How effective are Sky Newswall presentations?



Regular readers will know that I've never been much impressed by the way in which BBC television news and current affairs programmes like Newsnight have become more and more dependent on PowerPoint-style presentations by their reporters (see below).

Unlike the BBC, Sky News doesn't have its reporters standing on one side of a screen but directly in front of their cinemascope-style 'newswall'.

Watching some of their reports on Libya, I began to think that it worked rather better than the BBC's reporter-standing-next-to-a-screen approach. But there are two reasons why I don't feel able to decide between them just yet.

The first is that I don't see it as often as BBC News and therefore need to watch more Sky News before being able to come to a definite conclusion.

The second is that the above clip uses a map, and maps can be a very helpful visual aid for audiences (see Lend Me Your Ears, pp. 152-3).

In fact, the above clip from Sky News reminded me of a brilliant lecture I attended about twenty years ago. The subject was the Soviet economy and the audience was made up of delegates on a general management course. The lecturer's only visual aid was a gigantic map of Europe and Asia that was pinned on the wall behind him. Rather than using a wobbly laser pointer, his pointer of choice was a billiards cue with which he punctuated his lecture by urgent dashes from side to side to point at the places he was talking about.

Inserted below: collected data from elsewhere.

PR #3083, opened 2023-01-05
[CI] Fix Docker action rate limits, hopefully

infotroph:
## Review Time Estimate

- [ ] Immediately
- [ ] Within one week
- [ ] When possible

## Types of changes

## Checklist:

### DIFF
--- a/.github/workflows/docker.yml
+++ b/.github/workflows/docker.yml
@@ -45,8 +45,9 @@ jobs:
       - name: Set up Docker Buildx
         uses: docker/setup-buildx-action@v2
         with:
-          install: true
+          driver: docker
           buildkitd-flags: --debug
+          install: true
 
       # calculate some variables that are used later
       - name: get version tag
--- a/.github/workflows/docker.yml
+++ b/.github/workflows/docker.yml
@@ -46,6 +46,7 @@ jobs:
         uses: docker/setup-buildx-action@v2
         with:
           install: true
+          buildkitd-flags: --debug
 
       # calculate some variables that are used later
       - name: get version tag
--- a/.github/workflows/docker.yml
+++ b/.github/workflows/docker.yml
@@ -42,6 +42,10 @@ jobs:
       - uses: actions/checkout@v3
         with:
           set-safe-directory: false
+      - name: Set up Docker Buildx
+        uses: docker/setup-buildx-action@v2
+        with:
+          install: true
 
       # calculate some variables that are used later
       - name: get version tag
--- a/.github/workflows/docker.yml
+++ b/.github/workflows/docker.yml
@@ -77,7 +77,7 @@ jobs:
         env:
           PECAN_GIT_CHECKSUM: ${{ github.sha }}
           PECAN_GIT_BRANCH: ${GITHUB_BRANCH}
-          VERSION: ${PECAN_VERSION}
+          VERSION: ${{ env.PECAN_VERSION }}
 
       # push all images to github
       - name: Publish to GitHub
--- a/.github/workflows/docker.yml
+++ b/.github/workflows/docker.yml
@@ -29,6 +29,7 @@ on:
 env:
   MASTER_REPO: PecanProject/pecan
   DOCKERHUB_ORG: pecan
+  GITHUB_PAT: ${{ secrets.GITHUB_TOKEN }}
 
 jobs:
   docker:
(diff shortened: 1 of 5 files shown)


mdietze (approved):

infotroph:
Questions for @robkooper:
* This change probably requires everyone to use BuildKit/buildx, including for local image builds. Is it safe to assume everyone building locally will have BuildKit available? Should that be documented somewhere?
* I find the `mount=type=secret,... export...cat... && ...` nonsense in the Dockerfiles to be very hard to read, and I'm worried it will make some users give up on understanding the build steps. Do you have ideas for how to make it more approachable? (Comments? Some kind of indirection to reduce the verbosity?) 
* Since the syntax is so verbose, I only passed the token to the RUN steps that actually need to use it to install R packages from GitHub. Would it be more or less confusing to use it everywhere? Do you have other thoughts on how to achieve this securely without making the build steps completely incomprehensible?

.github/workflows/docker.yml
```diff
@@ -41,6 +42,12 @@ jobs:
       - uses: actions/checkout@v3
         with:
           set-safe-directory: false
+      - name: Set up Docker Buildx
```
infotroph, line 45: Needed because the `--secret` syntax is only supported by BuildKit/buildx

docker.sh
```diff
@@ -121,6 +121,7 @@ echo "# ----------------------------------------------------------------------"
 if [ "${DEPEND}" == "build" ]; then
     ${DEBUG} docker build \
         --pull \
+        --secret id=github_token,env=GITHUB_PAT \
```
infotroph, line 124: I'd never have guessed what this does without reading the docs: "Take the env var `GITHUB_PAT` from the environment where the build is running, and make its contents available to the build, but not to the built image, as a file whose path will default to `/run/secrets/github_token`"

apps/api/Dockerfile
```diff
@@ -15,7 +15,9 @@ EXPOSE 8000
 # --------------------------------------------------------------------------
 
 # COMMAND TO RUN
-RUN   apt-get update \
+RUN  --mount=type=secret,id=github_token \
```
infotroph, line 18: "For the duration of this run step only, mount the secret named `github_token` (which we defined in the arguments to the `docker build` command) as a file whose path will default to `/run/secrets/github_token`"

apps/api/Dockerfile
```diff
@@ -15,7 +15,9 @@ EXPOSE 8000
...
+  export GITHUB_PAT=`cat /run/secrets/github_token` \
```
infotroph, line 19: Read the secret file back into an env var.
* Yes, this means we went from an env var in the environment surrounding the build to a file and back to an env var inside the build. If I'm reading the docs right, this is the only recommended way of passing build-time secrets around.
* I was expecting to be able to write `GITHUB_PAT=$(cat /run/secrets/github_token) apt-get update...`, but couldn't get it to work in local tests without the `export`. If y'all reviewers see a way to simplify this, please shout.

.github/workflows/docker.yml
```diff
@@ -72,7 +79,7 @@ jobs:
         env:
           PECAN_GIT_CHECKSUM: ${{ github.sha }}
           PECAN_GIT_BRANCH: ${GITHUB_BRANCH}
-          VERSION: ${PECAN_VERSION}
+          VERSION: ${{ env.PECAN_VERSION }}
```
robkooper, line 82: one option is for us take the docker.sh file and make multiple jobs (each bullet can be a matrix)
- depends
- base web docs
- models executor data thredds monitor rstudio-nginx
- dbsync
- all models
-

infotroph: @robkooper Can you say more about why? I'm guessing it's either:
a) If the build run as separate jobs, do they each get their own rate limit and let us avoid bothering to pass the PAT around?

robkooper: I'm partlly hoping that we might get around the dependencies issue, also it should speed up the build process since we can run things in parallel.

The depends image can be build only if the Dockerfile or pecan.depends.R file changes. I hope that we can also avoid running updates to packages, since that should have been captured in the pecan.depends.R file.

infotroph: @robkooper Here's a VERY off-the-cuff first stab at a matrix implementation, branched off this PR for experimenting: https://github.com/PecanProject/pecan/pull/3085

Will definitely fail at first because it doesn't handle order dependencies yet -- feel free to push your improvements straight to that branch.

infotroph: ...Actually I think #3805 is backwards: You said "each bullet can be a matrix", I made each bullet into an entry in one single matrix, so it dies on order dependencies.

PR #3096, opened 2023-01-25
moved robustly func to utils

### LINKED ISSUE #3073: Move `robustly()` to PEcAn.utils? Redundant of `retry.func()`?
`PEcAn.data.atmosphere::robustly()` and `PEcAn.utils::retry.func()` do almost the same thing.

`robustly()` is an adverb that returns a function (similar to `purrr::safely()`), while `retry.func()` returns the output of an expression (more like `try()`)

`robustly()` seems like it would be widely useful and should go in `PEcAn.utils` along side or replacing `retry.func()`

```
#' @param .f Function to call.
#' @param n Number of attempts to try
#' @param timeout Timeout between attempts, in seconds
#' @param silent Silence error messages?
#' @return Modified version of input function
robustly(.f, n = 10, timeout = 0.2, silent = TRUE)
```

```
#' @param expr The function to try running
#' @param maxErrors The number of times to retry the function
#' @param sleep How long to wait before retrying the function call
#' @param isError function to use for checking whether to try again.
#'   Must take one argument that contains the result of evaluating `expr`
#'   and return TRUE if another retry is needed 
#' @return retval returns the results of the function call
retry.func(
  expr,
  isError = function(x) inherits(x, "try-error"),
  maxErrors = 5,
  sleep = 0
)
```

meetagrawal09:
## Description
The PR moves `robustly` function to `utils` from `PEcAn.data.atmosphere`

The Sky News presenter in the above clip doesn't dash from side to side - and was certainly a lot less worried that I was when a graphic of a jet fighter plane zoomed in and nearly hit him (1.05 minutes in).

But the question is: how effective are 'newswall' presentations when they're showing something other than a map?

I'm planning to watch Sky News more closely in the weeks ahead and will report back in due course. Meanwhile, I'd be interested to know what other viewers think about Sky's 'newswall' - and whether they think it's an improvement on the way BBC News replicates more conventional PowerPoint presentations.

1 comment:

Cordelia Ditton (DillyTalk) said...

A bit tricksy?
I still think that nothing's ever beaten Robert Dougall's newsreading...but then, I'm showing my age here!